Izkata · on May 22, 2023

> Then the id would be repeating.

Yes, but it's an ID, not a value. No problems there.

> Furthermore, the department name would make a fine primary or alternate key for the new relation you're proposing.

They're called "natural keys" and there's a lot of problems with them not actually mapping to identity. Like for one example, if a department's name is changed, it isn't just a change to the database column, you have to update all associated code as well - which is why you should have an ID and use that in the code anyway.

> Also, that's not what 1NF is. 1NF means there should be no table-valued attributes. And neither is any column list-valued nor does any subset of columns form a subtable.

If there's only one such column and you switch perspective to the inner table, the transformation is the same. That's why I said "almost" - it's not exactly the same, there are additional conditions, but if you hit them it's the same thing and the result is extracting the duplicate values into their own table, linking them with an ID instead.

maweki · on May 22, 2023

> Yes, but it's an ID, not a value.

In normalization theory and relational algebra an ID is just a value. DBMSs make no difference between this column and any other primary key column(s) and they make no difference between PK indexes over strings or numbers or any other supported data type.

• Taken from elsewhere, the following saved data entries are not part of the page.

PR #153, opened 2015-07-23
TAUR-1281: Make sure to add one-line title to notification …

lscheinkman:
…so it is also visible when the notification UI gets compressed.

@jcasner Please review


jcasner:
:+1:

PR #156, opened 2015-07-24
TAUR-1279 Add agamotto tests for local mysqld

unixorn:
Confirm that mysqld is enabled at boot and running.

@jcasner @shantanoo please CR


unixorn:
@oxtopus please also CR

oxtopus:
:+1:

PR #157, opened 2015-07-25
Strip out complain/logline from AMI build packer-scripts

unixorn:
If we need to log the output of the individual packer scripts, we should be doing it by piping the stdout/in from our rake task to a file. Writing it to logs on the instance being used for ami bakes isn't effective because it leaves junk on the AMI, and if the AMI bake fails, packer terminates the instance and we won't be able to look at the log files anyway.

@jcasner @shantanoo @oxtopus please CR


jcasner:
:+1:

PR #1039, opened 2024-04-17
implement WACCA import from MYT

cg505:
API support is missing for other games (chuni, maidx, ongeki) for now.

This also requires introducing some build support for grpc, see changes to package.json and src/proto/README.md.


zkldi:
rebased onto main

PR #1046, opened 2024-04-24
Added primary charts for new Infinitas exclusive Leggendarias

MinaAngura:
Apologies to Fluzzarn specifically for including 東京神話.


zkldi:
Why was the notecount wrong for Tokyo Shinwa SPL?

PR #1053, opened 2024-04-28
Fix: sink 2dxtra charts to the bottom for real

GRIM657:
There might be a cleaner way to do this than just duplicating the first if statement... But it works.


GRIM657:
Sorry, I got got by "main" being the default branch for PRs.

PR #1054, opened 2024-04-28
fix: sink 2dxtra charts to the bottom for real

GRIM657:
There might be a cleaner way to do this than just duplicating the first if statement... But it works.


MinaAngura:
Honestly I wouldn't hate if we just put them on their own json, if that's even doable.

zkldi:
it's not doable sadly

zkldi:
wrong HEAD. merge into `main` instead, sorry.

PR #1057, opened 2024-04-30
May Infinitas monthlies (going live on 1 May @ 10:00am JST)

MinaAngura:
Once more, with feeling.


zkldi:
In the future please wait for the update to be out instead of pre-empting it. Just incase anything changes or anything announced was mistaken.

In general let's only add stuff after it's been confirmed to be available in-game.

PR #1058, opened 2024-04-30
[maimaidx] Update to BUDDiES final

beerpiss:
Changes:
- Add songs from the [final update](https://info-maimai.sega.jp/4882/) of BUDDiES
- Update internal levels, mostly for lower difficulties

### DIFF
--- a/common/src/config/game-support/maimai-dx.ts
+++ b/common/src/config/game-support/maimai-dx.ts
@@ -212,7 +212,7 @@ export const MAIMAI_DX_SINGLE_CONF = {
 		universeplus: "UNiVERSE PLUS",
 		festival: "FESTiVAL",
 		festivalplus: "FESTiVAL PLUS",
-		buddies: "BUDDiES"
+		buddies: "BUDDiES",
 	},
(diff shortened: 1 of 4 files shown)


zkldi:
Very curious as to why there were remasters in the db with a level of `0`. Surely that's incorrect?

I know this PR fixes that but there should probably not be things with a level of `0`.

j1nxie:
> Very curious as to why there were remasters in the db with a level of `0`. Surely that's incorrect?
> 
> I know this PR fixes that but there should probably not be things with a level of `0`.

i was responsible for the PR that contained BUDDiES and i'm going to be real with you, i have NO idea why it turned up like that. i didn't get a chance to actually see it break until i actually touched those charts in the game, as i did all the same things as i would in previous updates - run the scripts in correct order: importing the song list, then updating chart internal levels, and so on.

it should not have happened in the first place but i guess it's mainly my bad that i didn't proofread the entire thing before pushing ~~though honestly it's like... 4 charts in 3000+ it's very hard to check lmao~~

PR #1061, opened 2024-05-04
[iidx] Fixed various issues re: Versions tags

MinaAngura:
-Removed the nonexistent IIDX charts brought up in https://github.com/zkldi/Tachi/pull/1059
-Condensed the myriad entries with multiples of unique Version tags into one entry for that unique Version

This time without fucking shit up


zkldi:
Looks good. Thanks.

PR #1063, opened 2024-05-08
[iidx] re-added new Infinitas Leggies

MinaAngura:
Somehow only Concon stuck the landing the first time???


MinaAngura:
+bot diff

PR #1085, opened 2024-05-18
[chunithm] Add versions NEW and NEW PLUS

beerpiss:
For players on MYT.


zkldi:
Shouldn't these folders be marked as inactive? Are people really still playing NEW in 2024?

beerpiss:
> Shouldn't these folders be marked as inactive? Are people really still playing NEW in 2024?

MYT is currently on NEW.

PR #4, opened 2020-06-04
Fix CPU test failures

adayton1:
This gets all the tests passing for the CPU only build.

### DIFF
--- a/test/TestScan.cpp
+++ b/test/TestScan.cpp
@@ -22,8 +22,9 @@ using int_ptr = chai::ManagedArray<int>;
 
 CUDA_TEST(Scan, test_scan_offset) {
 #if defined(__CUDACC__)
-   care::initialize_pool("PINNED","PINNED_POOL",chai::PINNED,128*1024*1024,128*1024*1024,true);
-   care::initialize_pool("DEVICE","DEVICE_POOL",chai::GPU,128*1024*1024,128*1024*1024,true);
+   int poolSize = 128*1024*1024; // 128 MB
+   care::initialize_pool("PINNED", "PINNED_POOL", chai::PINNED, poolSize, poolSize ,true);
+   care::initialize_pool("DEVICE", "DEVICE_POOL", chai::GPU, poolSize, poolSize, true);
 #endif
 
    const int starting_offset = 17;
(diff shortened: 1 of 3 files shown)


test/TestScan.cpp
```diff
@@ -21,8 +21,11 @@
 using int_ptr = chai::ManagedArray<int>;
 
 CUDA_TEST(Scan, test_scan_offset) {
+#if defined(__CUDACC__)
    care::initialize_pool("PINNED","PINNED_POOL",chai::PINNED,128*1024*1024,128*1024*1024,true);
    care::initialize_pool("DEVICE","DEVICE_POOL",chai::GPU,128*1024*1024,128*1024*1024,true);
```
dtaller, line 26: Could you add a small comment on where the magic number 128*1024*1024,128*1024*1024 comes from?

test/TestSortFuser.cxx
```diff
@@ -18,8 +18,11 @@ using namespace care;
 using int_ptr = host_device_ptr<int>;
 
 CUDA_TEST(TestPacker, testFuseSort) {
+#if defined(__CUDACC__)
    care::initialize_pool("PINNED","PINNED_pool",chai::PINNED,128*1024*1024,128*1024*1024,true);
    care::initialize_pool("DEVICE","DEVICE_pool",chai::GPU,128*1024*1024,128*1024*1024,true);
```
dtaller, line 23: A comment on the value 128*1024*1024,128*1024*1024 would be nice here also.

test/TestSortFuser.cxx
```diff
@@ -18,16 +18,19 @@ using namespace care;
 using int_ptr = host_device_ptr<int>;
 
 CUDA_TEST(TestPacker, testFuseSort) {
-   care::initialize_pool("PINNED","PINNED_pool",chai::PINNED,128*1024*1024,128*1024*1024,true);
-   care::initialize_pool("DEVICE","DEVICE_pool",chai::GPU,128*1024*1024,128*1024*1024,true);
+#if defined(__CUDACC__)
```
robinson96, line 21: does this actually fail if __CUDACC__ is disabled? Do we want to enable it with CHAI_GPU_SIM_MODE ?

PR #5, opened 2020-06-04
Feature/taller1/arrayutiltests

dtaller:
Tests for array_utils, and some related documentation and bugfixes

### DIFF
--- a/src/care/array_utils.h
+++ b/src/care/array_utils.h
@@ -570,6 +570,10 @@ inline int BinarySearch(const T *map, const int start,
       }
       // the upper option is within the range of the map index set
       if (khi < start + mapSize) {
+         while (map[khi] == num && khi < start + mapSize) { // Note: fix for last test in TEST(array_utils, binarysearch)
+            ++khi;
+         }
+
          // the upper option bounds num
          if (map[khi] > num) {
             return khi;
--- a/src/care/array_utils.h
+++ b/src/care/array_utils.h
@@ -1309,6 +1309,7 @@ inline T ArraySum(care::host_device_ptr<const T> arr, int n, T initVal)  {
  * Function  : ArraySumSubset
  * Author(s) : Peter Robinson
  * Purpose   : Returns the sum of values in arr at indices in subset.
+ * Note      : length n refers to length of subset, not array
  * ************************************************************************/
 template <typename T, typename ReduceType, typename Exec>
 inline T ArraySumSubset(care::host_device_ptr<const T> arr, care::host_device_ptr<int const> subset, int n, T initVal) {
@@ -1370,7 +1371,7 @@ inline int FindIndexGT(care::host_device_ptr<const T> arr, int n, T limit) {
    } LOOP_REDUCE_END
    return maxLoc.getLoc();
 
-   /* above is supposed to be equivalent to below sequenential code:
+   /* above is supposed to be equivalent to below sequenential code, but it isn't.
    int i ;
    for (i=0 ; i<n ; ++i) {
       if (arr[i] > limit) {
@@ -1378,6 +1379,10 @@ inline int FindIndexGT(care::host_device_ptr<const T> arr, int n, T limit) {
       }
    }
    return -1 ;
+
+   Note: It is  NOT equivalent to that code. The provided code finds the index which is the most above
+   the limit. for example, for an array [0, 1, 2, 3, 4] with limit 2, the sequential code returns 3 but the
+   LOOP_REDUCE implementation return 4.
    */
 }
 
@@ -1389,7 +1394,7 @@ inline int FindIndexGT(care::host_device_ptr<const T> arr, int n, T limit) {
  * ************************************************************************/
 template <typename T, typename Exec>
 inline int FindIndexMax(care::host_device_ptr<const T> arr, int n) {
-   RAJAReduceMaxLoc<T> maxLoc { -FLT_MAX, -1 };
+   RAJAReduceMaxLoc<T> maxLoc { std::numeric_limits<T>::lowest(), -1 };
    LOOP_REDUCE(i, 0, n) {
       maxLoc.maxloc(arr[i], i);
    } LOOP_REDUCE_END
--- a/src/care/array_utils.h
+++ b/src/care/array_utils.h
@@ -1443,12 +1443,12 @@ inline void ArrayCopy(RAJA::seq_exec,
 /************************************************************************
  * Function  : ArrayDup
  * Author(s) : Peter Robinson
- * Purpose   : Duplicates a ManagedArray. If input is null or len 0, 
+ * Purpose   : Duplicates a ManagedArray. If input is nullptr, 
  *             returns a nullptr (no allocation occurs).
  * ************************************************************************/
 template <typename T, typename Exec>
 inline care::host_device_ptr<T> ArrayDup(care::host_device_ptr<const T> from, int len) {
-   if (from == nullptr || len <= 0) { // don't make a new array for null input
+   if (from == nullptr) { // don't make a new array for null input
      return nullptr;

You're just cargo culting here instead of applying database theory or actually looking at implementations.

dymk · on May 22, 2023

Only if there's a separate Departments table, which for this very simple example, there isn't

maweki · on May 22, 2023

Even if there were a separate Departments table, who is to say that the Department Name is not its primary key? The Department name certainly is A key.

thehappypm · on May 24, 2023

Author means it should be a department_id with a table mapping that to a name to be normalized like a student is taught

pophenat · on May 22, 2023

Microsoft SQL Server now also has IS [NOT] DISTINCT FROM. https://learn.microsoft.com/en-us/sql/t-sql/queries/is-disti...

xupybd · on May 22, 2023

MSSQL does have something closer to array agg.

https://www.mssqltips.com/sqlservertip/5542/using-for-xml-pa...

veddan · on May 22, 2023

There's also JSON_ARRAYAGG.

https://dev.mysql.com/doc/refman/8.0/en/aggregate-functions....

t00 · on May 23, 2023

> We can immediately see that everyone in the support department are making the same salary.

Bonnie Robertson is a thriving 10X support high earner

justinclift · on May 22, 2023

ayhanfuat · on May 22, 2023

I was thinking to myself "there is no way Haki Benita has just discovered `distinct on`".

cpursley · on May 22, 2023

And still helpful as ever.

kubota · on May 22, 2023

Oracle listaggs do support distinct, since 19c.